Instructions to follow → Reproduce every line in the listing that contains the word "activating".

━━━━━━━━━━━━━━━━

PR #2601, opened 2026-07-17
Make psc-seq-server work without the enable pins

### LINKED ISSUE #2564: Make psc-seq-server work without the enable pins
The Observer's `PSUx_ON_L` signals were supposed to enable/disable the MWOCP67 PSU output, but Murata has confirmed that they're not connected and we need to use pmbus commands instead (see https://github.com/oxidecomputer/hardware-observer/issues/89). We should update psc-seq-server to use pmbus commands to disable output and clear faults on the MWOCP67 PSUs, while still using the pins on the MWOCP68 PSUs.

evan-oxide:
The PSC sequencer enables and disables the old MWOCP68 PSUs by toggling GPIOs. Unfortunately that doesn't work on the Observer's new MWOCP67 PSUs, so we need to use pmbus commands instead. This PR moves the now hardware-specific enable/disable code into the BSP modules.

I found another difference during testing: the MWOCP67 takes much longer to assert it's `PWR_OK` signal after being enabled or inserted. It often takes 1-2s, whereas code comments say that the MWOCP68 only took 100ms. This meant that when the sequencer re-enabled the PSU after clearing a fault, `PWR_OK` would stay de-asserted for too long and the sequencer would think the fault condition was still present. I fixed this by increasing the length of the probation period at the end of fault recovery, and adding a similar probation period after insertion.

This closes https://github.com/oxidecomputer/hubris/issues/2564

## Testing
Tested with a fault-injection setup (ie. asking Eric to repeatedly dead-short the main rail).

### Observer + MWOCP67:

- [X] when briefly shorting the rail:
  - [X] a fault is detected
  - [X] the fault recovery process happens once
  - [X] the fault is cleared and the PSU is re-enabled
- [X] when shorting the rail for 20s:
  - [X] the recovery process fails multiple times
  - [X] when the short removed, next recovery process succeeds
- [X] when I manually disable it with the OPERATION command, it detects the "fault" and recovers
- [X] hot-plugging works
  - [X] when a PSU is removed, the removal is detected
  - [X] when a PSU is inserted, it powers on and is not disabled by spurious fault detection
- [X] if the SP restarts during a fault, it logs FoundAlreadyDisabled then recovers
- [X] pmbus retry mechanism works
  - (when `set_enable` is hardcoded to return an error on alternating calls, fault recovery works)
- [X] if `do_action` fails, it does eventually recover
  - (when the first few `set_enable` calls are hardcoded to return an error, fault recovery eventually works)

### PSC + MWOCP68:
- [X] when I manually disable it by toggling the enable pin, it detects the "fault" and recovers
- [X] hot-plugging works
  - [X] when a PSU is removed, the removal is detected
  - [X] when a PSU is inserted, it powers on and is not disabled by spurious fault detection


drv/i2c-devices/src/mwocp6x/mwocp67.rs
```diff
@@ -324,6 +329,42 @@ impl Mwocp67 {
...
+        Ok(state == OPERATION::OnOffState::On)
+    }
+
+    /// Clears faults and status registers, allowing the PSU to resume operation
+    /// if it was latched off due to a fault.
+    pub fn clear_faults_and_latch(&self) -> Result<(), Error> {
+        let mut data = pmbus_read!(self.device, MB_PSU_SETTING)?;
+        data.set_clear_faults(MB_PSU_SETTING::ClearFaults::Clear);
+        pmbus_write!(self.device, MB_PSU_SETTING, data)
+    }
```
hawkw, line 366: Just double-checking, we're sure this command isn't paged, right? The PMBus standard's `CLEAR_FAULTS` is paged, and...silently does Not What You Expect if you don't send a page code. I presume the Murata-specific one actually doesn't expect a page, but I wanted to double-check.

drv/psc-seq-server/src/bsp/observer_a.rs
```diff
@@ -59,3 +51,82 @@ pub const PSU_PMBUS_DEVS: [SummonFn; PSU_COUNT] = [
...
+
+/// Performs the enable/disable action that was requested by the state machine.
+///
+/// The unused arguments are needed by other models of PSU.
+pub fn do_action(
+    action: super::ActionRequired,
+    _sys: &sys_api::Sys,
+    psu_index: usize,
+    dev: &mut Mwocp67,
+    now: u64,
```
hawkw, line 108: it occurs to me that if we're irritated by having to pass different arguments depending on which BSP we're calling into, we _could_ let the BSP define its own type which has the same methods but consists of different values, or something. Not sure if it's worth torturing the code over though.

drv/psc-seq-server/src/main.rs
```diff
@@ -305,50 +347,55 @@ const STARTUP_SETTLE_MS: u64 = 500; // Current value is somewhat arbitrary.
 /// How long to leave a PSU off on fault before attempting to re-enable it.
 const FAULT_OFF_MS: u64 = 5_000; // Current value is somewhat arbitrary.
 
-/// How long to wait after a PSU is inserted, before we attempt to turn it on.
-/// This does double-duty in both debouncing the presence line, and ensuring
-/// that things are firmly mated before activating anything.
+/// How long to wait after a PSU is inserted, before we attempt to turn it on
+/// (MWOCP68 only). This does double-duty in both debouncing the presence line,
+/// and ensuring that things are firmly mated before activating anything.
 const INSERT_DEBOUNCE_MS: u64 = 1_000; // Current value is somewhat arbitrary.
```
hawkw, line 445: Nitpicky: perhaps we ought to rename this to `MWOCP68_INSERT_DEBOUNCE_MS` or something, if it's only used on the '68?

drv/psc-seq-server/src/main.rs
```diff
@@ -366,30 +413,42 @@ enum PresentState {
...
+    /// to assert OK after being enabled. The MWOCP67 is much slower to assert
+    /// OK than the MWOCP68 is.
     ///
     /// Once the deadline elapses, we'll transition to the `On` state and start
     /// requiring OK to be asserted.
-    OnProbation { deadline: u64 },
+    OnProbation {
+        deadline: u64,
+        reason: ProbationReason,
+    },
```
hawkw, line 533: Hm, I think I get why we're using the `OnProbation` state to represent the "newly inserted, waiting for PSU to assert PWR_OK of its own free will", rather than the `NewlyInserted` state --- we want behavior more like the "probation" behavior than the "wait for MWOCP68 pin debounce" behavior. But it _feels_ weird to not represent this using the `NewlyInserted` state. I'm not convinced this code isn't the right thing, for the record, it just...makes me feel weird about the semantic meaning of and relationship between these two states...

drv/psc-seq-server/src/main.rs
```diff
@@ -366,30 +413,42 @@ enum PresentState {
     },
 
     /// The PSU has just appeared and we're waiting a bit to confirm that it's
-    /// stable before turning it on. (Waiting in this state provides some
-    /// debouncing for contact scrape.)
+    /// stable before turning it on (MWOCP68 only). (Waiting in this state
+    /// provides some debouncing for contact scrape.)
```
hawkw: Can we maybe explain in this comment the reason this behavior is MWOCP68 only? I realize it's because the '67 tries to turn itself on immediately, but it might be nice if the doc said that a bit more explicitly.

hawkw (commented):
Still have stuff I want to go through, but figured I'd leave the comments I have thus far.

drv/i2c-devices/src/mwocp6x/mwocp67.rs
evan-oxide: Yup the datasheet says that `CLEAR_FAULTS` is paged but `MB_PSU_SETTING` is not, that's why I picked it. And it has been working without us setting a page, so I think we're good.

drv/psc-seq-server/src/main.rs
evan-oxide: The state machine does wait for the debounce time for both PSUs, it's just that the MWOCP67 is automatically enabled before the debounce period and the MWOCP68 is manually enabled after. I'll make the comment clearer.

drv/psc-seq-server/src/main.rs
evan-oxide: I was thinking about that too. We could extend the time spent in the `NewlyInserted` state (`INSERT_DEBOUNCE_MS = 4000`) then transition directly to `On`, instead of going `NewlyInserted` -> `OnProbation` -> `On`. It would work correctly for the mwocp67, but the downsides are:
- After you plug in an mwocp68, it would sit idle for 4s before turning on. That's not terrible, but might be inconvenient or confusing for an operator.
- That approach (and the old code) don't leave any grace period between when the mwocp68 is enabled on insertion and when it's `PWR_OK` is required to be asserted. Apparently that's been working fine - either `PWR_OK` is always asserted very quickly, or we just haven't noticed that sometimes a hot-inserted mwocp68 triggers a fault recovery loop and takes an extra 5s to turn on. But using `OnProbation` means that both PSU types get a grace period, which seems nice and robust.

In terms of the semantic meanings of the states, in an ideal world I think the meanings would be:
   -  `NewlyInserted`: debouncing the contacts, not yet enabled.
   - `OnProbation`: enabled, not yet monitoring `PWR_OK`.
   - `On`: enabled, requiring `PWR_OK` to be asserted.

Of course the mwocp67 is enabled during `NewlyInserted`, but I'm treating that as an unfortunate accident. I think those definitions are still better and more consistent than:
   -  `NewlyInserted`: 
      - mwocp68: debouncing the contacts, not yet enabled.
      - mwocp67: enabled, not yet monitoring `PWR_OK`.
   - `On`: enabled, requiring `PWR_OK` to be asserted.

drv/psc-seq-server/src/bsp/observer_a.rs
evan-oxide: I don't think that's worth it. It would move the irritation to wherever we construct the different structs for each board.

drv/psc-seq-server/src/main.rs
evan-oxide: I ended up making it _less_ specific, does that work?

drv/i2c-devices/src/mwocp6x/mwocp67.rs
hawkw: Great!

drv/psc-seq-server/src/main.rs
hawkw: Thanks, I like the new comment here!

drv/i2c-devices/src/mwocp6x/mwocp68.rs
```diff
@@ -315,6 +315,11 @@ impl Mwocp68 {
             Operation::MfrMaxTemp3 => PmbusValue::from(
                 pmbus_read!(self.device, MFR_MAX_TEMP_3)?.get()?,
             ),
+            Operation::Operation => {
```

━━━━━━━━━━━━━━━━

Answer to the problem →
-/// that things are firmly mated before activating anything.
+/// and ensuring that things are firmly mated before activating anything.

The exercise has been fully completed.